> **EXERCISE INSTRUCTIONS**:
Go from the first line below to the one with "General idea is" and print each line exactly.

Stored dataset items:

PR #647, opened 2024-03-13
Human tracking filtering low confidence joints

ptc-mklaudiny:
General idea is to filter out joints which have a low confidence. The confidence is essentially a visibility score we get from mediapipe for limbs (not torso and head). The filtered joints and adjacent bones are not displayed. Also, some analytics calculations are affected by this (eg. REBA score of a leg should not be calculated if ankle joint is filtered. We then default to the lowest score 1). However, it is not relevant for all lens (Waste/Value does not care about pose directly).

I tried to make the changes not very invasive and shared by all relevant analytics lens. All joints and bones in Pose class has new valid attribute which is calculated based on a given confidence threshold (or recalculated when the threshold is changed on the fly). This attribute is used to show/hide body parts in HumanRenderInstance. Also, it is used in lens-specific calculations such as rebaScore.js.  HPA.setJointConfidenceThreshold(confidence) tries to dynamically propagate new state of joint/bone validity and lens metrics to relevant analytics elements. 
I'm tuning the right level of confidence threshold. Eventually, input text field in analytics settings will be swapped for a checkbox whether to apply filtering with own internal threshold. 

This is to check if you see any conceptual issues with how this is implemented. It influences most parts of analytics tool (skeletons, spaghetti, region cards ...), so let me know if there are still corners where this filtering might not be propagated properly. Missing bits on my list:
- Acceleration lens
- Immediate refresh of pinned region cards when the confidence threshold changes
- Immediate refresh of temporary region card for new time interval when the confidence threshold changes

### DIFF
--- a/src/humanPose/AccelerationLens.js
+++ b/src/humanPose/AccelerationLens.js
@@ -3,8 +3,11 @@ import {MotionStudyLens} from "./MotionStudyLens.js";
 import {MotionStudyColors} from "./MotionStudyColors.js";
 import {JOINTS} from "./constants.js";
 
-const HIGH_CUTOFF = 35 // In m/s^2
-const MED_CUTOFF = 15 // In m/s^2
+const HIGH_CUTOFF = 35; // in m/s^2
+const MED_CUTOFF = 15; // in m/s^2
+
+export const MIN_ACCELERATION = 0; // in m/s^2
+export const MAX_ACCELERATION = 40; // in m/s^2
 
 /**
  * AccelerationLens is a lens that calculates the acceleration of each joint in the pose history.
--- a/src/humanPose/AccelerationLens.js
+++ b/src/humanPose/AccelerationLens.js
@@ -43,26 +43,51 @@ export class AccelerationLens extends MotionStudyLens {
         const previousPreviousPose = previousPose ? previousPose.metadata.previousPose : null;
         if (!previousPose) {
             pose.forEachJoint(joint => {
-                joint.velocity = new THREE.Vector3(); // Velocity is zero for the first pose
+                // Velocity and acceleration are zero for the first pose
+                joint.velocity = new THREE.Vector3(); 
                 joint.speed = 0;
-                joint.acceleration = new THREE.Vector3(); // Acceleration is zero for the first two poses
+                joint.acceleration = new THREE.Vector3();
                 joint.accelerationMagnitude = 0;
             });
         } else if (!previousPreviousPose) {
             pose.forEachJoint(joint => {
                 const previousJoint = previousPose.getJoint(joint.name);
-                joint.velocity = joint.position.clone().sub(previousJoint.position).divideScalar(pose.timestamp - previousPose.timestamp); // mm/ms = m/s
-                joint.speed = joint.velocity.length();
-                joint.acceleration = new THREE.Vector3(); // Acceleration is zero for the first two poses
-                joint.accelerationMagnitude = 0;
+                if (!joint.valid || !previousJoint.valid) {
+                    // Velocity and acceleration are zero if a joint is invalid in current or previous pose
+                    joint.velocity = new THREE.Vector3();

> **TASK OUTPUT**:
PR #647, opened 2024-03-13
Human tracking filtering low confidence joints

ptc-mklaudiny:
General idea is to filter out joints which have a low confidence. The confidence is essentially a visibility score we get from mediapipe for limbs (not torso and head). The filtered joints and adjacent bones are not displayed. Also, some analytics calculations are affected by this (eg. REBA score of a leg should not be calculated if ankle joint is filtered. We then default to the lowest score 1). However, it is not relevant for all lens (Waste/Value does not care about pose directly).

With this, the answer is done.